Better Together: Cross and Joint Covariances Enhance Signal Detectability in Undersampled Data
This work addresses signal detection in data-science applications, offering incremental improvements in method selection for correlation analysis.
The paper tackles the problem of detecting shared signals between high-dimensional variables in undersampled data, showing that joint and cross covariance matrices reconstruct the signal earlier than self covariances, with performance depending on dimensionality mismatch.

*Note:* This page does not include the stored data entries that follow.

PR #11362, opened 2025-05-28
refactor(ast/estree): re-order fields in visitation order

overlookmotel:
Re-order fields in ESTree and TS-ESTree ASTs to be in visitation order (which is the order in which they're defined in Rust types).

This does not align with either Acorn or TS-ESLint, but for the reasons discussed in https://github.com/oxc-project/oxc/issues/9705#issuecomment-2859250834, I feel this isn't a concern. The field order doesn't matter much per se, only that it's consistent, and this change has other benefits - it will make it simpler to build a visitor which visits fields in the correct order, and allows adding other parsers to `acorn-test262` in order to produce test cases for decorators.

Visitation order aligns with TS-ESLint except for the following types:

* `ExportSpecifier`
* `TSImportType`
* `TSIndexedAccessType`
* `TSMethodSignature`
* `TSPropertySignature`
* `TSTypePredicate`

In these 6 cases, TS-ESLint's `visitorKeys` has the wrong visitation order, because it does not visit fields in source order. I will open an issue and hopefully they can fix.

This PR also bumps `acorn-test262` to include https://github.com/oxc-project/acorn-test262/pull/37 which re-orders the fields in fixture snapshots to match the new field order here.

PR #11385, opened 2025-05-30
fix(estree): Use consistent field order in serialization

leaysgur:
Part of #9705 , follow up #11362 

This change will generate the same AST shapes in all locations, regardless of `visitor-keys`.


overlookmotel (approved):
Great! Thank you.

PR #11387, opened 2025-05-30
perf(linter): change `Arc<OsStr>` to `Box<OsStr>` in linter runtime

Boshen:
Given our conditions:

* Paths are relatively small strings
* There's about 1k - 10k paths in total for most apps
* mimalloc is used

`Arc::clone` + `Arc::drop` should be slower than `String::clone` + `String::drop`.


Boshen:
Nope, too much clone happened with this change, leading to performance regression.

PR #11394, opened 2025-05-30
docs(linter): clarify jsdoc/check-tag-names configuration

Ragnar-Oock:
Explain how custom tags can be registered to avoid false positives when using them in comments.

related issue #11392


camc314 (approved):
thanks

PR #11409, opened 2025-05-31
refactor(mangler): use bump allocator for internal storage

camchenry:


camchenry:
* **#11409** <a href="https://app.graphite.dev/github/pr/oxc-project/oxc/11409?utm_source=stack-comment-icon" target="_blank">Graphite</a> 👈 <a href="https://app.graphite.dev/github/pr/oxc-project/oxc/11409?utm_source=stack-comment-view-in-graphite" target="_blank">(View in Graphite)</a>
* **#11408** <a href="https://app.graphite.dev/github/pr/oxc-project/oxc/11408?utm_source=stack-comment-icon" target="_blank">Graphite</a>
* `main`
<hr />

You must have a Graphite account in order to use the merge queue. Sign up using [this link](https://app.graphite.dev/invite/github/oxc-project?ref=merge-queue-instructions-in-stack-comment&prId=11409).

<h2></h2>
<sub>

</sub>

<sub>

</sub>

<h2></h2>

overlookmotel (approved):
> ⚡	`mangler[RadixUIAdoptionSection.jsx]`	15.1 µs	14.2 µs	+6.57%

Nice! I am *guessing* that this isn't just noise. `RadixUIAdoptionSection.jsx` is the smallest test fixture, so it makes sense it moves the needle most here, as the allocations are a larger slice of the overall workload. Personally I think it's the most important benchmark we have as it's most representative of real-world code. Most people don't write 50,000-line files like `checker.ts`!

It's a shame that `FixedBitset` doesn't support custom allocators, or we could put them into the temp arena too. They're ideal candidates for putting in an arena as they never grow (high cost of growth is the only perf downside of arena-allocated data structures).

Probably we could write our own version of `FixedBitset` which allocates in an arena. We don't use most of `FixedBitset`'s APIs, and I don't think the APIs we do use benefit from SIMD-acceleration, so our version could be a lot simpler. That could be fun! But, to be honest, mangler is so fast anyway that it's not the first place we should be looking for optimizations.

camchenry:
> It's a shame that `FixedBitset` doesn't support custom allocators, or we could put them into the temp arena too. They're ideal candidates for putting in an arena as they never grow (high cost of growth is the only perf downside of arena-allocated data structures).

We could at least put this into an arena-owned `Vec` if our Vec implementation supported `resize_with` by the way: https://doc.rust-lang.org/std/vec/struct.Vec.html#method.resize_with. The mangler is currently using this method with the `FixedBitSet` Vec. I didn't want to implement it in this PR stack but that's a future improvement we can make here as well.

camchenry:
Perf improvement appears to be fairly consistent after refactoring as well: 

⚡ 	mangler[RadixUIAdoptionSection.jsx] 	15 µs 	14.2 µs 	+5.59%

overlookmotel:
> We could at least put this into an arena-owned `Vec` if our Vec implementation supported `resize_with`

I don't think we can, unfortunately. `oxc_allocator::Vec` does not allow storing types which own heap memory (are `Drop`), because `Vec` does nothing on drop. So it'd leak memory if it contained types which rely on `drop` being called to free the memory they own. This is by design - it makes dropping an AST very fast. But consequently, putting `FixedBitSet`s in arena would require a new impl which stores its data in arena, instead of on the heap, so it doesn't require `Drop`.

That said, we should implement `Vec::resize_with`. I'm not sure why we don't have it.

camchenry:
> I don't think we can, unfortunately. `oxc_allocator::Vec` does not allow storing types which own heap memory (are `Drop`), because `Vec` does nothing on drop. So it'd leak memory if it contained types which rely on `drop` being called to free the memory they own. This is by design - it makes dropping an AST very fast. But consequently, putting `FixedBitSet`s in arena would require a new impl which stores its data in arena, instead of on the heap, so it doesn't require `Drop`.

Makes sense, I thought it was simply the lack of `FixedBitSet::with_capacity_in` or a similar function, thanks for the explanation.

camchenry:
### Merge activity

* **Jun 8, 10:39 PM UTC**: The merge label '0-merge' was detected. This PR will be added to the [Graphite merge queue](https://app.graphite.dev/merges?org=oxc-project&repo=oxc) once it meets the requirements.
* **Jun 8, 10:49 PM UTC**: `graphite-app` added this pull request to the [Graphite merge queue](https://app.graphite.dev/merges?org=oxc-project&repo=oxc).
* **Jun 8, 10:58 PM UTC**: Merged by the [Graphite merge queue](https://app.graphite.dev/merges?org=oxc-project&repo=oxc).

PR #11416, opened 2025-05-31
perf(parser): optimize around `eat_decorators`

ulrichstark:
- move `Kind::At` check to call site of `eat_decorators` like other calls
- remove surrounding `try_parse` calls surrounding calls of `eat_decorators`

I'm not sure about the removed `try_parse`...
Tests are still green and no diffs in snapshots.
Seems like it didn't break anything 🤞

### DIFF
--- a/crates/oxc_parser/src/js/function.rs
+++ b/crates/oxc_parser/src/js/function.rs
@@ -81,7 +81,9 @@ impl<'a> ParserImpl<'a> {
 
     fn parse_formal_parameter(&mut self) -> FormalParameter<'a> {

Many data-science applications involve detecting a shared signal between two high-dimensional variables. Using random matrix theory methods, we determine when such signal can be detected and reconstructed from sample correlations, despite the background of sampling noise induced correlations. We consider three different covariance matrices constructed from two high-dimensional variables: their individual self covariance, their cross covariance, and the self covariance of the concatenated (joint) variable, which incorporates the self and the cross correlation blocks. We observe the expected Baik, Ben Arous, and Péché detectability phase transition in all these covariance matrices, and we show that joint and cross covariance matrices always reconstruct the shared signal earlier than the self covariances. Whether the joint or the cross approach is better depends on the mismatch of dimensionalities between the variables. We discuss what these observations mean for choosing the right method for detecting linear correlations in data and how these findings may generalize to nonlinear statistical dependencies.